> **WHAT THE TASK ASKS**
Scan the material and copy out each line where the word "should" occurs.

*** THE RECORDS ***

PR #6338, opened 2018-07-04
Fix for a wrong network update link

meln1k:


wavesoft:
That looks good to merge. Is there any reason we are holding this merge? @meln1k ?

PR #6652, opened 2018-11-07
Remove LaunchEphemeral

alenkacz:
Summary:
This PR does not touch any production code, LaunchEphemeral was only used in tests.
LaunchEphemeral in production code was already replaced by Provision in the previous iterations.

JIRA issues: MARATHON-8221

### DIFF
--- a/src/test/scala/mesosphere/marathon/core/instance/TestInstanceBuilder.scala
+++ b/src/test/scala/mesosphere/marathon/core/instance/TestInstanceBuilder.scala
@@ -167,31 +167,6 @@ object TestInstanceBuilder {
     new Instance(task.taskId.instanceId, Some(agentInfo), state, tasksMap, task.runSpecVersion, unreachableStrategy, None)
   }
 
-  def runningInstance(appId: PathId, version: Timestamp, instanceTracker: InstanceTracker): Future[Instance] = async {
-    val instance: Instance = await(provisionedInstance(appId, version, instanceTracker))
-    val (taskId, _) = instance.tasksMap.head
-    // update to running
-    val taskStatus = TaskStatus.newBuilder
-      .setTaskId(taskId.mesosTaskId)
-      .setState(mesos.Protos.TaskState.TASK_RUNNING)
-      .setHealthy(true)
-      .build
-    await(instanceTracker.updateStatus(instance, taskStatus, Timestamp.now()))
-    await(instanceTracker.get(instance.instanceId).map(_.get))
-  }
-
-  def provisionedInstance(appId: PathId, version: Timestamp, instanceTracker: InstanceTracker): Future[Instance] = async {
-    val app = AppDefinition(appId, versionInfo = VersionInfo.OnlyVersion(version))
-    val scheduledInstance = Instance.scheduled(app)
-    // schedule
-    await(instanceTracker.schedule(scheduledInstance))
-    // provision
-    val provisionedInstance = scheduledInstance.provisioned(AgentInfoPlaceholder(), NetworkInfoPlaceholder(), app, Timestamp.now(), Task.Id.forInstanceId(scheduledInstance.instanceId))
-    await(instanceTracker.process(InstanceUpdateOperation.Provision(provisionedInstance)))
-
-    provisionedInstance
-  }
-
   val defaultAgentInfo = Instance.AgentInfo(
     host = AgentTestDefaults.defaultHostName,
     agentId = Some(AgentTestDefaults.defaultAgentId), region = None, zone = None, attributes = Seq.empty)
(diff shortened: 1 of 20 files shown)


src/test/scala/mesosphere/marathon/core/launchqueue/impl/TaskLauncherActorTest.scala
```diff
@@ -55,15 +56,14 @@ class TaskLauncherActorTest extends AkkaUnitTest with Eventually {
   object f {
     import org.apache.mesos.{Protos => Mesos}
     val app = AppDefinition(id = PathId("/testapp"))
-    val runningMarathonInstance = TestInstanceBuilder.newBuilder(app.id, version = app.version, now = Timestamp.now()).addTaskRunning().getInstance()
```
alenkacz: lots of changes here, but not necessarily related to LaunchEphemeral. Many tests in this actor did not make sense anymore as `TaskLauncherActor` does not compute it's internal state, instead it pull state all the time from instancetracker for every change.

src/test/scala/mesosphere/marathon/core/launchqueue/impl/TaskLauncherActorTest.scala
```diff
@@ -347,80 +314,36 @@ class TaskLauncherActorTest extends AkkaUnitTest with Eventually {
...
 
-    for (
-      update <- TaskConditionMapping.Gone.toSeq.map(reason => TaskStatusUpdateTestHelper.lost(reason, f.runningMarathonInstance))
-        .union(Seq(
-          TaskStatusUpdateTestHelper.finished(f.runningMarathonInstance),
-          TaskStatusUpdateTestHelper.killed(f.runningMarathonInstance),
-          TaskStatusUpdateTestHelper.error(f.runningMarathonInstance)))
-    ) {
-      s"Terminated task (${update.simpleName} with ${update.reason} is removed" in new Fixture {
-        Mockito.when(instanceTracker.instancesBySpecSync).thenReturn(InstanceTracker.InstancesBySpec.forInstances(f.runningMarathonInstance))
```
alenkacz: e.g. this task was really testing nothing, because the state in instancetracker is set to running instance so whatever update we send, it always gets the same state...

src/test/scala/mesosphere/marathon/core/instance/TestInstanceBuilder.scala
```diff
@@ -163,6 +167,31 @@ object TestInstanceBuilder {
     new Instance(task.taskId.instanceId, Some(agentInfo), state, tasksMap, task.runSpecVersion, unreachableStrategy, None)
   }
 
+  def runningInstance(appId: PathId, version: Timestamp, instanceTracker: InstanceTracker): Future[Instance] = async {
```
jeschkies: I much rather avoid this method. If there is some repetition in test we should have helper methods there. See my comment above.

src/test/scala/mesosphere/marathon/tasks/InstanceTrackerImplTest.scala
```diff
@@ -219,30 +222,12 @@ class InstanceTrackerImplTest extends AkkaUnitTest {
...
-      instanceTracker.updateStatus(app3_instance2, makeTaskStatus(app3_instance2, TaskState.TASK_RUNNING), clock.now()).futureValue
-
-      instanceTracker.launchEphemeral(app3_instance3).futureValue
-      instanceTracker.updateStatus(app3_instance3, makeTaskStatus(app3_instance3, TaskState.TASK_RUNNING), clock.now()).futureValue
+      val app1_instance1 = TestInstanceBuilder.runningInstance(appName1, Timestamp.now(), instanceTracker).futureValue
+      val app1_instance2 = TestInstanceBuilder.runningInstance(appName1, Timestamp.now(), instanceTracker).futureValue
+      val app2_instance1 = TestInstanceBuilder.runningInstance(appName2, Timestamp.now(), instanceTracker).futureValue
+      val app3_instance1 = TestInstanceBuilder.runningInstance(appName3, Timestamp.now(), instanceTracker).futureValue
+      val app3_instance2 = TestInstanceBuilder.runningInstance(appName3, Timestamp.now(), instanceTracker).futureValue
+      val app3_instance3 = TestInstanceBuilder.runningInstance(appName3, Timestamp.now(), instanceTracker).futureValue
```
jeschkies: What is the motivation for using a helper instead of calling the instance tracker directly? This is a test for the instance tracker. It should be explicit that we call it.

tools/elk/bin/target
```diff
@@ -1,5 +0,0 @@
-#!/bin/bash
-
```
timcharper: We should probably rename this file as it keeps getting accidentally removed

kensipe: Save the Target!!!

*** End of THE RECORDS ***

> **RESPONSE BOX**
jeschkies: I much rather avoid this method. If there is some repetition in test we should have helper methods there. See my comment above.
jeschkies: What is the motivation for using a helper instead of calling the instance tracker directly? This is a test for the instance tracker. It should be explicit that we call it.
timcharper: We should probably rename this file as it keeps getting accidentally removed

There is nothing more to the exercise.